Task statement - Return, word for word, only the lines of the data below that lie between the line with "This PR brings" and the line with "h := types.CalcRequestsHash(requests)", those two lines included.

[Start of section]

PR #33997, opened 2026-03-13
cmd/evm: don't strip prefixes on requests over t8n

fselmo:
Found this bug while implementing the Amsterdam changes t8n changes for benchmark test filling in EELS.

Prefixes were incorrectly being stripped on requests over t8n and this was leading to `fill` correctly catching hash mismatches on the EELS side for some BAL tests. Though this was caught there, I think this change might as well be cherry-picked there instead and merged to `master`.

This PR brings this behavior to parity with EELS for Osaka filling. There are still some quirks with regards to invalid block tests but I did not investigate this further.

### DIFF
--- a/cmd/evm/internal/t8ntool/execution.go
+++ b/cmd/evm/internal/t8ntool/execution.go
@@ -365,10 +365,6 @@ func (pre *Prestate) Apply(vmConfig vm.Config, chainConfig *params.ChainConfig, 
 		// Set requestsHash on block.
 		h := types.CalcRequestsHash(requests)
 		execRs.RequestsHash = &h
-		for i := range requests {
-			// remove prefix
-			requests[i] = requests[i][1:]
-		}
 		execRs.Requests = requests
 	}
 


gballet (commented):
@fselmo the tests are broken, which probably means that you need to update them to follow the new behavior.

Where I'm baffled, is that you are trying to fix t8n. I thought that you guys only wanted to use EELS to fill the tests, and that the geth equivalent was not meant to be supported anymore. We wanted to delete that code asap. Can you tell us more about this?

fselmo:
Thanks @gballet... replying inline

> the tests are broken, which probably means that you need to update them to follow the new behavior.

Hmm these failures look unrelated to this small change? I force pushed to re-run CI and new tests broke and the others passed. Not sure what's going on there.

> Where I'm baffled, is that you are trying to fix t8n. I thought that you guys only wanted to use EELS to fill the tests, and that the geth equivalent was not meant to be supported anymore. We wanted to delete that code asap. Can you tell us more about this?

Ah, hmm. I did not know about this. We've been communicating in the STEEL server, Geth and STEEL meetings, and in benchmarking calls that we were switching from evmone to geth for filling benchmark tests in particular (because we need something more performant than EELS for benchmarks) as it doesn't look like evmone has planned support for Amsterdam. We've even merged a PR recently to geth ([here](https://github.com/ethereum/go-ethereum/pull/33800)) for supporting the opcode count feature so we can fill the related benchmark tests and this got quite a bit of attention from multiple geth maintainers, got updated, and was merged.

Can you please clarify as a team where you stand on this? This is the first time I've heard any mention of plans to delete t8n code.

gballet:
> Hmm these failures look unrelated to this small change? I force pushed to re-run CI and new tests broke and the others passed. Not sure what's going on there.

k, had a look and it looks like some weird issue. I've restarted the tests, we'll see if the same thing keeps popping up. I agree it looks unrelated.

> Can you please clarify as a team where you stand on this? This is the first time I've heard any mention of plans to delete t8n code.

Geth will keep maintaining this if it's necessary. Talking to people from your team over the last few months, @marioevz in particular (if memory serves), it was my understanding that EELS was going to be used for filling tests from now on, and that in particular, binary trees should be implemented in EELS. That was, in my understanding, the whole purpose of the WELD :tm: 

If it's not the case, no problem I will review the change and merge it when it's ready, but I would appreciate some "official team communication" on the matter.

MariusVanDerWijden:
I would like to preserve our ability to fill tests for as long as possible. I hope it never comes to that, but a fallback from EELS seems important

MariusVanDerWijden (approved):

gballet:
@fselmo still waiting for your input

fselmo:
> @fselmo still waiting for your input

Yes we will need something performant to fill benchmark tests as python is not viable for these sorts of stress tests. Geth is the direction we communicated we want to head and what we would like to use. So if we have agreement here, our "official communication" is we want to move forward using Geth EVM for filling benchmark tests :). As a sanity check I asked the team and this is in full agreement as the STEEL direction.

spencer-tb:
Just jumping in here for more context.

Filling with EELS is the default and always will be moving forward, its easy and fast when in the EELS repo for consensus tests.

For the benchmark tests we are filling blocks with a block gas limit of >100M. This will get larger as we move forward etc, and as EELS is much slower to fill we initailly opted for using evmone for the benchmark tests post weld (as it was still integrated with our CI).

As evmone did not support filling Amsterdam (BAL), we needed a performant evm to fill these large blocks so Geth was the next close friend!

[End of section]

Response for this exercise -
This PR brings this behavior to parity with EELS for Osaka filling. There are still some quirks with regards to invalid block tests but I did not investigate this further.

### DIFF
--- a/cmd/evm/internal/t8ntool/execution.go
+++ b/cmd/evm/internal/t8ntool/execution.go
@@ -365,10 +365,6 @@ func (pre *Prestate) Apply(vmConfig vm.Config, chainConfig *params.ChainConfig, 
 		// Set requestsHash on block.
 		h := types.CalcRequestsHash(requests)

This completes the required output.